> Collected data
/---

Issue #3403, opened 2025-11-10
Pre-existing name of town not displayed in text input window


LeeSpork:
When renaming a town, the first line underneath the window title of the text input window is supposed to display the pre-existing name of the town. Instead, there is just a colon preceded by a space. This affects both scenario editor mode and play mode.

**Screenshots**
OpenLoco v25.11:
<img width="668" height="193" alt="Image" src="https://github.com/user-attachments/assets/c86876f2-c2c1-46e7-864b-483c3133aff0" />

**Expected behaviour**
It worked correctly in original Locomotion (Steam):
<img width="357" height="124" alt="Image" src="https://github.com/user-attachments/assets/9c693d88-9cc5-495b-9534-ddc3b2a91db0" />

**Additional context**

\---

> What is needed
What lines in the entries above include the string "width"? Return each one.

> Answer to this problem
<img width="668" height="193" alt="Image" src="https://github.com/user-attachments/assets/c86876f2-c2c1-46e7-864b-483c3133aff0" />
<img width="357" height="124" alt="Image" src="https://github.com/user-attachments/assets/9c693d88-9cc5-495b-9534-ddc3b2a91db0" />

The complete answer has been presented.